PR #2258, opened 2026-09-22
dvr: fix use-after-free when purging obsolete autorec entries

MikrotikExe:
dvr_autorec_purge_obsolete_timers() iterated over dvrentries with a plain LIST_FOREACH while calling dvr_entry_destroy() on matching entries. dvr_entry_destroy() unlinks the entry and drops its last reference, so the next iteration read the link pointer from freed memory.

The bug is normally hidden because the freed block usually still holds the old pointer. Running with MALLOC_CONF=junk:true makes it fail immediately:

```
#0  dvr_autorec_entry_can_be_purged (de=0x5a5a5a5a5a5a5a5a) at src/dvr/dvr_autorec.c:106
106       if (!de->de_autorec)
#1  dvr_autorec_purge_obsolete_timers () at src/dvr/dvr_autorec.c:132
        de = 0x5a5a5a5a5a5a5a5a
        num_purged = 1
#2  dvr_init () at src/dvr/dvr_config.c:1633
#3  main () at src/main.c:1343
```

num_purged is 1: the first matching entry had just been destroyed, and the loop then dereferenced it.

Fetch the next entry before the current one can be destroyed. The same list is already iterated safely elsewhere in dvr_db.c (dvr_done).

Tested on two 4.3 installations with around fifty autorec rules. Before the patch, startup under junk:true faulted at the first purge in three runs out of three. After it, the same startup purges four entries and continues normally. Without junk:true neither build faults, which is why this has gone unnoticed.


Flole998:
Nice one!

PR #2259, opened 2026-09-22
webui: drop a stale comet backlog instead of accumulating it

MikrotikExe:
A comet mailbox grows without bound while a web UI page sits in a backgrounded browser tab. The ExtJS interface holds the websocket open, so `comet_flush()` never releases the mailbox (`cmb_refcount` stays above 1), and the queued messages are only ever handed over in `comet_message()`, which a tab with frozen timers never reaches. Meanwhile `subscription_status_callback()` and `mpegts_input_status_timer()` each queue one message per subscription and per input every second.

Measured on a 4.3 server with the drop instrumented:

```
comet: dropped 3702 messages queued for 60 seconds without being collected
```

That is 62 messages a second of accumulated htsmsg objects. systemd reported a peak RSS of 18.2G on that unit before the change; with it the resident size stays flat.

Nothing older than a minute is of any use to the UI: it wants the current state, not a replay. This drops what has piled up once the client has not collected anything for `MAILBOX_STALE_TIMEOUT` seconds, and reports it through `tvhlog_limit()`.

`cmb_last_taken` is reset only in `comet_message()`, which is the single place a mailbox is handed to a client, so an active client — long polling or websocket — never trips the timeout.

Separate from #2241 and #2258.


Flole998:
I assume you are using AI for assistance? Could you please ask it what cmb_last_used is for and how it differs from the newly introduced functionality? It might be possible that it was intended for something like this, but due to some bug its not working properly.

MikrotikExe:
> I assume you are using AI for assistance? Could you please ask it what cmb_last_used is for and how it differs from the newly introduced functionality? It might be possible that it was intended for something like this, but due to some bug its not working properly.

Yes, I use an AI assistant for the analysis. Everything below I checked against the code myself.

`cmb_last_used` governs the lifetime of the mailbox object, not the age of its contents, and the two cannot stand in for each other.

It is deliberately cleared to 0 while a client holds the mailbox — in `comet_find_mailbox()` and again in `comet_mailbox_ws_msg()` after every delivery — with the comment "Make sure we're not flushed out". It is set back to `mclk()` when the websocket handler exits and in `comet_message()`. `comet_flush()` then destroys a mailbox only when `cmb_refcount == 1 && cmb_last_used && cmb_last_used + sec2mono(60) < mclk()`.

With a websocket attached, `cmb_refcount` is 2 and `cmb_last_used` is 0, so `comet_flush()` correctly leaves that mailbox alone: the client is still there. What goes stale is the queued content of a mailbox that is legitimately alive, and `cmb_last_used` does not describe that at all.

One thing near it does look broken: `MAILBOX_UNUSED_TIMEOUT` (20) is defined and never used anywhere in the file — `comet_flush()` hardcodes `sec2mono(60)` instead.

And a correction to my own description above, which your question led me to. I wrote that `comet_mailbox_ws_msg()` only delivers when the client sends something first. That is wrong: `http_websocket_read()` returns 0 on `ETIMEDOUT`, so the loop in `comet_websocket()` calls `comet_mailbox_ws_msg()` roughly once a second whether or not the client sent anything, and that would drain the mailbox.

So a queue that grew for 60 seconds means the loop did not reach `comet_message()` at all in that time — `cmb_last_taken` is set only there, and only when messages were actually present. I have not established what stalls it. The candidates I can see are the blocking `http_websocket_send_json()` of the previous iteration, whose return value is discarded, and `tcp_read_timeout()` not returning within its timeout. I would rather say that than guess.

The measurement itself stands: 3702 messages queued for 60 seconds without being collected, repeatedly, on a server with a UI page sitting in a backgrounded tab.

So this patch bounds the symptom and does not explain the stall. If you would rather have the stall found first, I am happy to instrument it and come back instead of having this merged as it is.

Flole998:
Awesome, just wanted to double-check we are not adding duplicate code to fix something that should already be working in the existing code.

PR #5745, opened 2026-07-21
fix(retry): guard request() Retry-After against RFC 9110 HTTP-date

### LINKED ISSUE #5674: [BUG]: ResilientHttpClient.request() raises ValueError on RFC 9110 HTTP-date Retry-After (stream() already guards it)
### 🐞 Bug Summary

On an HTTP 429 response, `ResilientHttpClient.request()` reads the `Retry-After` header with `float(retry_after)` (`mcpgateway/utils/retry_manager.py:438`). RFC 9110 §10.2.3 defines `Retry-After` as either `delay-seconds` **or** an `HTTP-date`, and both are legal. When an upstream sends the date form (`Retry-After: Wed, 21 Oct 2026 07:28:00 GMT`), `float()` raises `ValueError` inside the `try` block; `_should_retry(ValueError, None)` matches neither the retryable-exception tuple nor a response, so the bare `raise` propagates the `ValueError` out of `request()`. A retryable rate-limit becomes an unhandled crash.

The sibling `stream()` method already handles this exact case: `:585` wraps `float(ra)` in `except ValueError: wait = None` and falls through to normal backoff. The two `Retry-After` consumers in one class disagree, which is what makes this an oversight rather than a design choice.

### 🧩 Affected Component

- [x] Other (explain below)

The shared `ResilientHttpClient` retry utility (`mcpgateway/utils/retry_manager.py`), used by the outbound REST/tool proxy and gateway-connectivity paths.

### 🔁 Steps to Reproduce

Executed in a clean `python:3.12-slim` container, `pip install -e .`, at `main@5eece0fc`. No mocking of the request path: a real local `http.server` returns 429 with an HTTP-date `Retry-After`.

```python
import asyncio, threading, http.server, socketserver
from mcpgateway.utils.retry_manager import ResilientHttpClient

class H(http.server.BaseHTTPRequestHandler):
    def do_GET(self):
        self.send_response(429)
        self.send_header("Retry-After", "Wed, 21 Oct 2026 07:28:00 GMT")  # RFC 9110 HTTP-date
        self.end_headers(); self.wfile.write(b"rate limited")
    def log_message(self, *a): pass

srv = socketserver.TCPServer(("127.0.0.1", 0), H)
port = srv.server_address[1]
threading.Thread(target=srv.serve_forever, daemon=True).start()

async def main():
    c = ResilientHttpClient(max_retries=2, base_backoff=0.01, max_delay=60.0)
    try:
        await c.request("GET", f"http://127.0.0.1:{port}/")
        print("returned normally")
    except ValueError as e:
        print(f"RAISED ValueError: {e}")
    await c.aclose()

asyncio.run(main())
```

### 🤔 Expected Behavior

`request()` should accept an HTTP-date `Retry-After` the way RFC 9110 permits and the way `stream()` already does: parse it (or, if unparseable, fall through to the exponential backoff that already handles 429 correctly), never propagate a `ValueError`.

### 📓 Logs / Error Output

```
PROVENANCE retry_manager __file__ = /src/mcpgateway/utils/retry_manager.py
HAS block-A unguarded float(retry_after): True
HAS block-B guarded try/except ValueError in stream(): True

== request() path (block A) ==
RAISED ValueError: could not convert string to float: 'Wed, 21 Oct 2026 07:28:00 GMT'

== stream() path (block B) ==
yielded/retried without ValueError (graceful)
```

### 🧠 Environment Info

| Key | Value |
|-----|-------|
| Version or commit | `main@5eece0fc` |
| Runtime | Python 3.12 |
| Platform / OS | Debian slim (Docker) |
| Container | Docker |

### 🧩 Additional Context

Two secondary code observations in the same 429 handler, offered for scope only (I observed the `ValueError` above; these two are read from the source, not separately exercised):

- Neither 429 sleep is clamped to `self.max_delay`. `request()` (`:440`) and `stream()` (`:590`) pass the header value straight to `asyncio.sleep`, whereas `_sleep_with_jitter` (`:316`) already does `delay = min(delay, self.max_delay)`. A large `Retry-After` therefore ignores the configured cap.
- A past-date `HTTP-date` yields a negative delay, so a fix that parses the date should clamp the result to `0`.

Happy to open a PR (parse the date via `email.utils.parsedate_to_datetime`, reuse the existing `min(..., self.max_delay)` clamp) once the issue is de-triaged, per CONTRIBUTING's "wait until maintainers accept or scope the issue" rule.

This report was prepared with AI assistance; the reproduction above was run and verified by me.

ebarkhordar:
## 📌 Summary

On a 429 response, `ResilientHttpClient.request()` reads `Retry-After` with a bare `float()` (`mcpgateway/utils/retry_manager.py:438`). RFC 9110 §10.2.3 allows `Retry-After` to be either `delay-seconds` **or** an `HTTP-date`, and both are valid. When an upstream sends the date form, `float()` raises `ValueError`, `_should_retry(ValueError, None)` matches neither a retryable exception nor a response, and the bare `raise` propagates the error out of `request()`. A retryable rate-limit becomes an unhandled crash.

## 🔁 Reproduction Steps

Closes #5674. Verified in a clean `python:3.12-slim` container (`pip install -e .`), no mocking of the parse path:

```python
mock_resp = httpx.Response(429, headers={"Retry-After": "Wed, 21 Oct 2026 07:28:00 GMT"})
await client.get("http://x")   # ValueError: could not convert string to float: 'Wed, 21 Oct 2026 07:28:00 GMT'
```

## 🐞 Root Cause

`request()` and the sibling `stream()` are the two `Retry-After` consumers in this class, and they disagree. `stream()` (`:585`) already wraps `float(ra)` in `except ValueError: wait = None` and falls through to normal backoff; `request()` never got the same guard. That asymmetry is what makes this an oversight rather than a deliberate design choice.

## 💡 Fix Description

Mirror `stream()` in `request()`: wrap the `float()` in `try/except ValueError`, and on a non-numeric value fall through to the existing exponential-backoff path instead of raising. Parsing the HTTP-date into a precise delay is intentionally left out of scope so the two paths behave identically.

## 📏 Reviewability

## 🧪 Verification

All run in a clean `python:3.12-slim` container at `main`, `pip install -e .`:

| Check | Command | Status |
|-------|---------|--------|
| Regression (fails before fix, `ValueError` at `retry_manager.py:438`) | `pytest ...::test_request_retry_after_http_date_does_not_crash` | fails on main, passes on branch |
| Full module suite | `pytest tests/unit/mcpgateway/utils/test_retry_manager.py` | green |
| Coverage of `retry_manager.py` | `pytest --cov=mcpgateway.utils.retry_manager` | 100% |
| Lint | `ruff check` | clean |
| Hooks | `pre-commit run --files <changed>` | ruff, format, headers, interrogate, detect-secrets pass |

The new test asserts the final state: a 429 with an HTTP-date `Retry-After` no longer raises, falls through to backoff, and returns the 429 after `max_retries` attempts. It patches the transport (returning the 429), matching the existing `test_retry_after_header_respected` convention in this file; it does not exercise a live socket.

## ✅ Checklist

- [x] Code formatted (`ruff format`, pre-commit)

### DIFF
--- a/mcpgateway/utils/retry_manager.py
+++ b/mcpgateway/utils/retry_manager.py
@@ -435,11 +435,17 @@ class ResilientHttpClient:
                 if response.status_code == 429:
                     retry_after = response.headers.get("Retry-After")
                     if retry_after:
-                        retry_after_sec = float(retry_after)
-                        logger.info(f"Rate-limited. Retrying after {retry_after_sec}s.")
-                        await asyncio.sleep(retry_after_sec)
-                        attempt += 1
-                        continue
+                        try:
+                            retry_after_sec = float(retry_after)
+                        except ValueError:
+                            # RFC 9110 §10.2.3 also allows an HTTP-date, which is not a float.
+                            # Mirror stream(): fall through to normal exponential backoff.
+                            retry_after_sec = None
+                        if retry_after_sec:
+                            logger.info(f"Rate-limited. Retrying after {retry_after_sec}s.")
+                            await asyncio.sleep(retry_after_sec)
+                            attempt += 1
+                            continue
 
                 if not self._should_retry(Exception(), response):
                     return response
--- a/mcpgateway/utils/retry_manager.py
+++ b/mcpgateway/utils/retry_manager.py
@@ -441,7 +441,7 @@ class ResilientHttpClient:
                             # RFC 9110 §10.2.3 also allows an HTTP-date, which is not a float.
                             # Mirror stream(): fall through to normal exponential backoff.
                             retry_after_sec = None
-                        if retry_after_sec:
+                        if retry_after_sec is not None:
                             logger.info(f"Rate-limited. Retrying after {retry_after_sec}s.")
                             await asyncio.sleep(retry_after_sec)
                             attempt += 1
--- a/tests/unit/mcpgateway/utils/test_retry_manager.py
+++ b/tests/unit/mcpgateway/utils/test_retry_manager.py
@@ -77,6 +77,24 @@ async def test_retry_after_header_respected(client):
 
 
 @pytest.mark.asyncio
+async def test_request_retry_after_http_date_does_not_crash(client):
+    """RFC 9110 §10.2.3 allows Retry-After as an HTTP-date, not only delay-seconds.
+
+    request() must not raise ValueError on the date form. The sibling stream()
+    path already guards this (test_stream_429_retry_after_invalid_value); request()
+    should behave the same, falling through to normal backoff and returning the 429.
+    """
+    mock_resp = httpx.Response(429, headers={"Retry-After": "Wed, 21 Oct 2026 07:28:00 GMT"})
+
+    with patch.object(client.client, "request", new=AsyncMock(return_value=mock_resp)) as mock_req:
+        with patch("asyncio.sleep", new=AsyncMock()):
+            resp = await client.get("http://retry-after-http-date.com")
+
+    assert resp.status_code == 429
+    assert mock_req.call_count == client.max_retries
+
+
+@pytest.mark.asyncio
 async def test_max_retry_reached_raises_exception(client):
     failing_func = AsyncMock(side_effect=httpx.ConnectTimeout("Connection failed"))
 
--- a/tests/unit/mcpgateway/utils/test_retry_manager.py
+++ b/tests/unit/mcpgateway/utils/test_retry_manager.py
@@ -95,6 +95,25 @@ async def test_request_retry_after_http_date_does_not_crash(client):
 
 
 @pytest.mark.asyncio
+async def test_request_retry_after_zero_retries_immediately(client):
+    """Retry-After: 0 is a valid delay-seconds value meaning retry immediately.
+
+    Guards the truthiness check: `if retry_after_sec:` would treat 0.0 as falsy and
+    skip the retry path, so the header must be tested with `is not None`. The client
+    should sleep(0) and keep retrying up to max_retries.
+    """
+    mock_resp = httpx.Response(429, headers={"Retry-After": "0"})
+
+    with patch.object(client.client, "request", new=AsyncMock(return_value=mock_resp)) as mock_req:
+        with patch("asyncio.sleep", new=AsyncMock()) as mock_sleep:
+            resp = await client.get("http://retry-after-zero.com")
+
+    assert resp.status_code == 429
+    assert mock_sleep.call_args_list[0][0][0] == 0.0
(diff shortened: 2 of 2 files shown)


mcpgateway/utils/retry_manager.py
```diff
@@ -435,11 +435,17 @@ async def request(self, method: str, url: str, **kwargs) -> httpx.Response:
...
-                        await asyncio.sleep(retry_after_sec)
-                        attempt += 1
-                        continue
+                        try:
+                            retry_after_sec = float(retry_after)
+                        except ValueError:
+                            # RFC 9110 §10.2.3 also allows an HTTP-date, which is not a float.
+                            # Mirror stream(): fall through to normal exponential backoff.
+                            retry_after_sec = None
+                        if retry_after_sec:
```
Sanjays2402: `Retry-After: 0` is a valid delay-seconds value, but this truthiness check sends it through exponential backoff. Before this change it called `sleep(0)` and retried immediately; should this test `is not None` instead?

Work instructions: Pull out all lines from the entries above in which the word "queued" appears.

Problem solution:
A comet mailbox grows without bound while a web UI page sits in a backgrounded browser tab. The ExtJS interface holds the websocket open, so `comet_flush()` never releases the mailbox (`cmb_refcount` stays above 1), and the queued messages are only ever handed over in `comet_message()`, which a tab with frozen timers never reaches. Meanwhile `subscription_status_callback()` and `mpegts_input_status_timer()` each queue one message per subscription and per input every second.
comet: dropped 3702 messages queued for 60 seconds without being collected
With a websocket attached, `cmb_refcount` is 2 and `cmb_last_used` is 0, so `comet_flush()` correctly leaves that mailbox alone: the client is still there. What goes stale is the queued content of a mailbox that is legitimately alive, and `cmb_last_used` does not describe that at all.
The measurement itself stands: 3702 messages queued for 60 seconds without being collected, repeatedly, on a server with a UI page sitting in a backgrounded tab.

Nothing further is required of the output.